# Tahoma 31



## Gibby (Apr 3, 2018)

Any homeowners have it yet?


----------



## Ware (Jan 28, 2017)

I wish I did. They are installing it on the University of Arkansas football field, so it must be good.


----------



## Gibby (Apr 3, 2018)

I have called 2 places from https://www.sodproductionservices.com/tahoma-31-bermudagrass/

New Life Turf - Not ready until August or later and $3 a bushel
Winstead Turf Farm - I think theirs wouldn't be ready until late July.(Called about 6 or 7 weeks ago) Don't remember the price.

Trying to get 200 bushels.


----------



## daniel3507 (Jul 31, 2018)

What size is a bushel of sod? standard 2x5?


----------



## Gibby (Apr 3, 2018)

daniel3507 said:


> What size is a bushel of sod? standard 2x5?


I think 0.32 cubic feet by volume. And it is a bushel of sprigs made from sod.


----------



## Alan (Apr 23, 2017)

daniel3507 said:


> What size is a bushel of sod? standard 2x5?


According to this(and it's sprigs):

https://extension.tennessee.edu/publications/Documents/W160-D.pdf

1.24 cubic feet


----------



## Gibby (Apr 3, 2018)

GA Bushel - 0.32 or 0.4 cubic feet
TX Bushel - 1.24 cubic feet


----------



## daniel3507 (Jul 31, 2018)

Didn't realize places sold sprigs. You don't learn this stuff with common bermuda!


----------



## Kicker (Apr 5, 2018)

daniel3507 said:


> Didn't realize places sold sprigs. You don't learn this stuff with common bermuda!
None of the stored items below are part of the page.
PR #172, opened 2015-10-15
Manually generate test crashes, plus minor fastlane & logging tweaks

bgerstle:
Phab: [T115384](https://phabricator.wikimedia.org/T115384)

---

#### :checkered_flag: Ready for merge! :checkered_flag: 
**[Verified!](https://rink.hockeyapp.net/manage/apps/206527/app_versions/93/crash_reasons/48758954)**

Added more logs & update fastlane as part of an attempt to fix changelogs & manual crash reporting.  However, it seems that [Hockey doesn't generate test crashes in AppStore](https://github.com/bitstadium/HockeySDK-iOS/blob/a63f18c6742841e574545693e05445f71a33927c/Classes/BITCrashManager.m#L730), and [TestFlight is currently also considered the App Store](https://github.com/bitstadium/HockeySDK-iOS/issues/212).  For now, we're going to use our own `generateTestCrash` method which will skip checks for the current environment, and rely on whether or not the button is shown to disable functionality in the App Store.

Regarding changelogs, it seems we can't really set "What To Test" for Alpha builds via fastlane, since it requires the `skip_submission` flag, which is meant for beta (external testing) only.  Will follow-up w/ KrauseFX to see if there's a way to do it, but low-priority.


bgerstle:
@coreyfloyd please review

PR #173, opened 2015-10-15
List fixes, and lots of tests

bgerstle:
Phab: [T104818](https://phabricator.wikimedia.org/T104818)

- [x] Fix recent search list
- [x] Prepend new saved pages to the top of the list
- [x] Migrate legacy saved page plist data by reversing order before import

---

So, in going to implement the (seemingly simple) feature to put the most recent saved page at the top of the list, I discovered that the strategy I wanted to use is currently being employed by `MWKRecentSearchList` :tada:

Unfortunately, there's a bug that reverses the list every time you save it:

1. [Initial state](https://cloud.githubusercontent.com/assets/444217/10521094/e5a2870a-733b-11e5-86e1-049018e13a72.png)
2. [Added a new search](https://cloud.githubusercontent.com/assets/444217/10521111/f6c20b82-733b-11e5-9b47-8e2fbea515b4.png)
3. [Restarted the app](https://cloud.githubusercontent.com/assets/444217/10521117/007e6800-733c-11e5-99b6-16ac493c501c.png) :scream:

So, I set out on a mission to make sure all our lists behave as we expect with a reasonable amount of effort. I think I've done that, here's how the cookie crumbled:

**TL;DR;** As part of getting 5.0 out the door, we _need_ to have some confidence in MediaWikiKit behavior.  I feel strongly that adding these tests was necessary, despite knowing that they'll be deleted once we go to CoreData.  Part of dealing with legacy code is testing it not only to make sure it works before you change it, but also to have a codified list of requirements for any proposed rewriting or re-architecting.

### `MWKRandom` 
`MWKRandom` is a protocol which I'm using to simplify creation of (model) objects during tests.  The rationale is that we usually don't care what the properties are, as long as they're valid and/or unique.  This makes tests much more terse & expressive, while allowing me to abstract away a lot of shared behaviors.

### Shared Behaviors
This is a concept incorporated into many popular BDD frameworks.[0][1]  I think we should use this as a turning point to evaluate whether we're starting to outgrow XCTest, and I've definitely gotten a better understanding of what using such a framework might provide as we begin to ramp up our testing practices.  Here, we're using plain-old XCTest w/ a little inheritance & abstraction to share `test*` methods across subclasses, which override a couple of methods to specify the class being exercised and the inputs to the test.  Namely, the `MWKList` (sub)class to test and the kind of entries to use.  The shared tests all rely on the generation of unique list entries to abstractly verify the addition and removal of new and existing entries.  As part of this, I was also able to remove some (now redundant) `MWKHistoryList` tests.

### Improved `MWKList` subclass API encapsulation
As part of this work, I wanted to ensure that all `MWKList` public APIs did not expose `insertEntry:atIndex:`, so as to ensure that `addEntry:` was the only way to add things to a list, enforcing any append/prepend contracts for that specialized list.

### Improved `MWKSavedPageList` migration encapsulation
While I was making that improvement, I also took a minute to encapsulate the `MWKSavedPageList` legacy image data migration flags.  Now the migration flag updating API is only exposed in the `MWKSavedPageList+ImageMigration` header, while testing APIs (for adding unmigrated entries) in the `MWKSavedPageList+ImageMigrationTesting`.  As for the flag itself, `MWKSavedPageEntry` only exposes the flag as readable, (needed to filter out all migrated entries), but writable within a separate category which is used by `MWKSavedPageList`.  

> MWK data layer rant: This is yet another reason why having dedicated "List" objects adds a _lot_ of incidental complexity

### Other minor things
Fixing an `MWKSection` test and taking an indulgent moment to sweeten the `XCTestCase+PromiseKit` ObjC API.  Still thinking about whether it's ready for a PR to the main repo as an add'l subspec for testing w/ promises.  Would appreciate feedback if you have any.

## Food for thought :cake:
This is also something we can look back on and decide if we want to look into property-based testing—of which I'm a big fan. [2][3]

0: http://blog.pivotal.io/labs/labs/drying-up-jasmine-specs-with-shared-behavior
1: http://artandlogic.com/2014/02/specta-shared-behavior/
2: https://github.com/codafi/swiftcheck
3: https://github.com/jeffh/Fox


MediaWikiKit/MediaWikiKit/MWKSavedPageList.m
```diff
@@ -35,14 +43,18 @@ - (instancetype)initWithDataStore:(MWKDataStore*)dataStore {
     return self;
 }
 
-#pragma mark - Entry Access
-
-- (MWKSavedPageEntry*)entryAtIndex:(NSUInteger)index {
-    return [super entryAtIndex:index];
+- (void)importEntries:(NSArray*)entries {
+    NSArray<MWKSavedPageEntry*>* validEntries = [entries bk_reject:^BOOL (MWKSavedPageEntry* entry) {
```
coreyfloyd: Any reason not to use the same valid entry pattern as the recent search list?

```
- (BOOL)isEntryValid:(MWKRecentSearchEntry*)entry {
```

MediaWikiKit/MediaWikiKit/MWKSavedPageList.m
```diff
@@ -35,14 +43,18 @@ - (instancetype)initWithDataStore:(MWKDataStore*)dataStore {
...
+        return entry.title.text.length == 0;
+    }];
+    NSArray<MWKSavedPageEntry*>* uniqueValidEntries = [[NSOrderedSet orderedSetWithArray:validEntries] array];
```
coreyfloyd: If NSOrderedSet encounters a duplicate - Which one does it keep? Do we care? Just curious if we know or if it even matters.

MediaWikiKit/MediaWikiKit/MWKSavedPageList.m
```diff
@@ -106,12 +117,39 @@ - (void)performSaveWithCompletion:(dispatch_block_t)completion error:(WMFErrorHa
...
-- (NSArray*)dataExport {
-    return [self.entries bk_map:^id (MWKSavedPageEntry* obj) {
-        return [obj dataExport];
+- (NSArray<NSDictionary*>*)exportedEntries {
+    return [self.entries bk_map:^NSDictionary*(MWKSavedPageEntry* entry) {
+        return [entry dataExport];
     }];
 }
 
+- (NSDictionary*)dataExport {
```
coreyfloyd: I can't believe all of this isn't implemented with NSCoding… :disappointed:

MediaWikiKit/MediaWikiKit/MWKRecentSearchList.m
```diff
@@ -37,22 +38,28 @@ - (instancetype)initWithDataStore:(MWKDataStore*)dataStore {
...
 
+- (void)importEntries:(NSArray*)entries {
+    [super importEntries:[entries bk_select:^BOOL (MWKRecentSearchEntry* entry) {
+        return [self isEntryValid:entry];
+    }]];
+}
+
 - (void)addEntry:(MWKRecentSearchEntry*)entry {
-    if (entry.searchTerm == nil) {
+    if (![self isEntryValid:entry]) {
```
coreyfloyd: Should this be a super class method? 

I guess this is related to the other comment… are all the lists validating data differently?

MediaWikiKit/MediaWikiKit/MWKSavedPageList.m
bgerstle: i know, i _almost_ did it for generic `MWKList` serialization. then i stepped back and remembered this is all going away

MediaWikiKit/MediaWikiKit/MWKSavedPageList.m
bgerstle: i'm pretty sure it would keep the one already in the list. it's probably an edge case and i'm not sure it matters which one we keep, or which one we'd _want_ to keep. probably whichever one had a newer date and/or not-unknown discovery method. i saw we can implement custom-dedupe logic if/when we get a bug report

MediaWikiKit/MediaWikiKit/MWKSavedPageList.m
coreyfloyd: Yeah i thought the same thing in my stuff now…

coreyfloyd:
@bgerstle I'm good here. Left comments about the validation logic, but really I don't think it needs to be consolidated for approval. Its something that seems like it might want to be on MWKList.

:+1:

coreyfloyd:
@montehurd feel free to merge if you are good after the tests are passing

MediaWikiKit/MediaWikiKit/MWKSavedPageList.m
bgerstle: got lazy / wasn't sure if/where the best place was for validation logic of list entries.  e.g. we should only need to validate on import and rely on nullability annotations & assertions to catch the rest. but prior experience tells us we should probably assert & have fallbacks anyway. OK if i file a ticket to harden all `MWKList` objects against bad data?

bgerstle:
> Its something that seems like it might want to be on MWKList.
Possibly, but it's tricky since the "bail if valid" behavior doesn't propagate through inheritance w/o some API trickery. can look into it as part of the follow-on ticket i mentioned for validation

bgerstle:
:scream: travis how could you?!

Are you even allowed to have a Hank Hill avatar if you're from Oklahoma?

Tahoma31 is my ideal grass... I'm holding off on buying any sod/sprigs until it become more available.


----------



## daniel3507 (Jul 31, 2018)

Kicker said:


> Are you even allowed to have a Hank Hill avatar if you're from Oklahoma?
> 
> Tahoma31 is my ideal grass... I'm holding off on buying any sod/sprigs until it become more available.
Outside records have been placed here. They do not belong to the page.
PR #175, opened 2015-10-15
Hide lead image if no article image or if mainpage.

montehurd:
The lead image (above web view article) was not collapsed when no image exists for article.

https://phabricator.wikimedia.org/T115417
https://phabricator.wikimedia.org/T115540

Considering he was born in the ladies room at Yankee Stadium I think he's fair game for everyone.


----------



## Gibby (Apr 3, 2018)

Found some ready. Looks like I am going to start prepping 10k this week for sprigs.


----------



## Darrell_KC (Mar 20, 2019)

daniel3507 said:


> Kicker said:
> 
> 
> > Are you even allowed to have a Hank Hill avatar if you're from Oklahoma?
> ...


Dont forget the I ❤ NY bumper sticker


----------



## Ware (Jan 28, 2017)

Gibby said:


> Found some ready. Looks like I am going to start prepping 10k this week for sprigs.


 :banana: :dancenana:

:yahoo:


----------



## Gibby (Apr 3, 2018)

This is how I burn right?


----------



## Gibby (Apr 3, 2018)

Just got some info that I might be able to get a deal on Sprigs Thursday morning...... However, haven't prepped anything. Researching options, might just have to scalp the centipede and through'er down!


----------



## osuturfman (Aug 12, 2017)

Not a home lawn but a good representation of Tahoma 31 five weeks after sprigging at 14 bu/M.


----------



## Movingshrub (Jun 12, 2017)

Gibby said:


> Just got some info that I might be able to get a deal on Sprigs Thursday morning...... However, haven't prepped anything. Researching options, might just have to scalp the centipede and through'er down!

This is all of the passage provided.